* Exercise data
PR #12476, opened 2026-06-20
Long List Lint Changes

Drulikar:
# About the pull request

This PR reworks the regex used for long list linting doing a few things:
- The closing ) no longer requires specific indentation - just for it to be on its own line
- Long list linting now applies to all multi-line list definitions (rather than avoiding lists with spaces in them??)
- Indentation now is required to be consistent for every item
- **NEW** List entries over 200 characters long are now linted to be in long list form.

However there are two things I would want to accommodate for, but I haven't been able to craft a solution for (atleast not without the use of variable length backtracing that most regex don't allow):
- A comment that ends with `)` will incorrectly be treated as the end of the list and be flagged by the lint for not having the closing paren on its own line
- ~~Any comment on the same line after the final `,` will incorrectly be flagged by the lint as missing a `,`~~
E.g. 
image

This was originally started because of issues with false positives with something like:
```js
/obj/whatever
    steps = list(
        PCWJ_ADD_ITEM(/datum/rawr),
        PCWJ_ADD_ITEM(/datum/rawr),
        PCWJ_ADD_ITEM(/datum/rawr),
    )
```

But is now supported.

See lints & changed files for files I needed to address (though I did iterate on this so not necessarily everything changed would be flagged by the current version of the regex)

# Changelog
:cl: Drathek
code: Various long lists formatted differently for new long list linting
/:cl:


hry-gh (dismissed):

fira (dismissed):
I don't like the fact you can't have a comment on the last line entry, but I spent a bit looking at it and was unable to come up with a satisfactory solution

Drulikar:
> I don't like the fact you can't have a comment on the last line entry, but I spent a bit looking at it and was unable to come up with a satisfactory solution

If this regex supported variable length backtracing (most don't) I think its accomplish-able but I dunno otherwise.
**Edit** Resolved.

Drulikar:
Stale exempt until reviewed

cm13-github:

cm13-github:

cm13-github:

cm13-github:

cm13-github:

cm13-github:

cm13-github:

cm13-github:

cm13-github:

cm13-github:

cm13-github:

cm13-github:

cm13-github:

cm13-github:

cm13-github:

cm13-github:

tools/ci/check_grep.sh
```diff
@@ -250,28 +250,24 @@ if [ "$pcre2_support" -eq 1 ]; then
 		st=1
 	fi;
 	part "long list formatting"
-	if $grep -PU '^(\t)[\w_]+ = list\(\n\1\t{2,}' code/**/*.dm; then
-		echo -e "${RED}ERROR: Long list overindented, should be two tabs.${NC}"
-		st=1
-	fi;
-	if $grep -PU '^(\t)[\w_]+ = list\(\n\1\S' code/**/*.dm; then
-		echo -e "${RED}ERROR: Long list underindented, should be two tabs.${NC}"
+	if $grep -PU '^(\t+)[\w_\/]+\s*=\s*list\([^\s)]+(\s*=\s*[\w\d]+)?,\n' $code_files; then
```
antlersss: This does not match if the author decides to instantiate something on the first line like so:
```
    var/list/new_list = list("first" = new thing(foo, bar),
    )
```
It also does not match if there was any whitespace between the comma and newline.

The capturing group is unused, so should be converted to non-capturing groups.
```suggestion
	if $grep -PU '^\t+[\w_\/]+\s*=\s*list\([^\s)]+(?:\s*=\s*\S+)?,\s*\n' $code_files; then
```

tools/ci/check_grep.sh
```diff
@@ -250,28 +250,24 @@ if [ "$pcre2_support" -eq 1 ]; then
...
+		echo -e "${RED}ERROR: First item in a long list should be on the next line.${NC}"
 		st=1
 	fi;
-	if $grep -PU '^(\t)[\w_]+ = list\([^\s)]+( ?= ?[\w\d]+)?,\n' code/**/*.dm; then
-		echo -e "${RED}ERROR: First item in a long list should be on the next line.${NC}"
+	if $grep -PU '^(\t+)[\w_\/]+\s*=\s*list\(.{200,}' $code_files; then
```
antlersss: Tabs do not need to be captured here.
```suggestion
	if $grep -PU '^\t+[\w_\/]+\s*=\s*list\(.{200,}' $code_files; then
```

tools/ci/check_grep.sh
```diff
@@ -250,28 +250,24 @@ if [ "$pcre2_support" -eq 1 ]; then
...
+		echo -e "${RED}ERROR: Long lists should be in long list form where the first item is on the next line.${NC}"
 		st=1
 	fi;
-	if $grep -PU '^(\t)[\w_]+ = list\(\n(\1\t\S+( ?= ?[\w\d]+)?,\n)*\1\t[^\s,)]+( ?= ?[\w\d]+)?\n' code/**/*.dm; then
-		echo -e "${RED}ERROR: Last item in a long list should still have a comma.${NC}"
+	if $grep -PU '^(\t+)[\w_\/]+\s*=\s*list\((\n\1\t(\(.*\)|[^\n\t()])+)*(\n(?!\1\t)(\(.*\)|[^\n\t()])+|\n(?!\1\t\S)\t*(\(.*\)|[^\n\t()])+)+(\n\t*(\(.*\)|[^\n\t()])+)*\s*\)\s*$' $code_files; then
```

* What to produce
The whole listing above is to be reproduced without any slip.

* Reply to the exercise
PR #12476, opened 2026-06-20
Long List Lint Changes

Drulikar:
# About the pull request

This PR reworks the regex used for long list linting doing a few things:
- The closing ) no longer requires specific indentation - just for it to be on its own line
- Long list linting now applies to all multi-line list definitions (rather than avoiding lists with spaces in them??)
- Indentation now is required to be consistent for every item
- **NEW** List entries over 200 characters long are now linted to be in long list form.

However there are two things I would want to accommodate for, but I haven't been able to craft a solution for (atleast not without the use of variable length backtracing that most regex don't allow):
- A comment that ends with `)` will incorrectly be treated as the end of the list and be flagged by the lint for not having the closing paren on its own line
- ~~Any comment on the same line after the final `,` will incorrectly be flagged by the lint as missing a `,`~~
E.g. 
image

This was originally started because of issues with false positives with something like:
```js
/obj/whatever
    steps = list(
        PCWJ_ADD_ITEM(/datum/rawr),
        PCWJ_ADD_ITEM(/datum/rawr),
        PCWJ_ADD_ITEM(/datum/rawr),
    )
```

But is now supported.

See lints & changed files for files I needed to address (though I did iterate on this so not necessarily everything changed would be flagged by the current version of the regex)

# Changelog
:cl: Drathek
code: Various long lists formatted differently for new long list linting
/:cl:


hry-gh (dismissed):

fira (dismissed):
I don't like the fact you can't have a comment on the last line entry, but I spent a bit looking at it and was unable to come up with a satisfactory solution

Drulikar:
> I don't like the fact you can't have a comment on the last line entry, but I spent a bit looking at it and was unable to come up with a satisfactory solution

If this regex supported variable length backtracing (most don't) I think its accomplish-able but I dunno otherwise.
**Edit** Resolved.

Drulikar:
Stale exempt until reviewed

cm13-github:

cm13-github:

cm13-github:

cm13-github:

cm13-github:

cm13-github:

cm13-github:

cm13-github:

cm13-github:

cm13-github:

cm13-github:

cm13-github:

cm13-github:

cm13-github:

cm13-github:

cm13-github:

tools/ci/check_grep.sh
```diff
@@ -250,28 +250,24 @@ if [ "$pcre2_support" -eq 1 ]; then
 		st=1
 	fi;
 	part "long list formatting"
-	if $grep -PU '^(\t)[\w_]+ = list\(\n\1\t{2,}' code/**/*.dm; then
-		echo -e "${RED}ERROR: Long list overindented, should be two tabs.${NC}"
-		st=1
-	fi;
-	if $grep -PU '^(\t)[\w_]+ = list\(\n\1\S' code/**/*.dm; then
-		echo -e "${RED}ERROR: Long list underindented, should be two tabs.${NC}"
+	if $grep -PU '^(\t+)[\w_\/]+\s*=\s*list\([^\s)]+(\s*=\s*[\w\d]+)?,\n' $code_files; then
```
antlersss: This does not match if the author decides to instantiate something on the first line like so:
```
    var/list/new_list = list("first" = new thing(foo, bar),
    )
```
It also does not match if there was any whitespace between the comma and newline.

The capturing group is unused, so should be converted to non-capturing groups.
```suggestion
	if $grep -PU '^\t+[\w_\/]+\s*=\s*list\([^\s)]+(?:\s*=\s*\S+)?,\s*\n' $code_files; then
```

tools/ci/check_grep.sh
```diff
@@ -250,28 +250,24 @@ if [ "$pcre2_support" -eq 1 ]; then
...
+		echo -e "${RED}ERROR: First item in a long list should be on the next line.${NC}"
 		st=1
 	fi;
-	if $grep -PU '^(\t)[\w_]+ = list\([^\s)]+( ?= ?[\w\d]+)?,\n' code/**/*.dm; then
-		echo -e "${RED}ERROR: First item in a long list should be on the next line.${NC}"
+	if $grep -PU '^(\t+)[\w_\/]+\s*=\s*list\(.{200,}' $code_files; then
```
antlersss: Tabs do not need to be captured here.
```suggestion
	if $grep -PU '^\t+[\w_\/]+\s*=\s*list\(.{200,}' $code_files; then
```

tools/ci/check_grep.sh
```diff
@@ -250,28 +250,24 @@ if [ "$pcre2_support" -eq 1 ]; then
...
+		echo -e "${RED}ERROR: Long lists should be in long list form where the first item is on the next line.${NC}"
 		st=1
 	fi;
-	if $grep -PU '^(\t)[\w_]+ = list\(\n(\1\t\S+( ?= ?[\w\d]+)?,\n)*\1\t[^\s,)]+( ?= ?[\w\d]+)?\n' code/**/*.dm; then
-		echo -e "${RED}ERROR: Last item in a long list should still have a comma.${NC}"
+	if $grep -PU '^(\t+)[\w_\/]+\s*=\s*list\((\n\1\t(\(.*\)|[^\n\t()])+)*(\n(?!\1\t)(\(.*\)|[^\n\t()])+|\n(?!\1\t\S)\t*(\(.*\)|[^\n\t()])+)+(\n\t*(\(.*\)|[^\n\t()])+)*\s*\)\s*$' $code_files; then
```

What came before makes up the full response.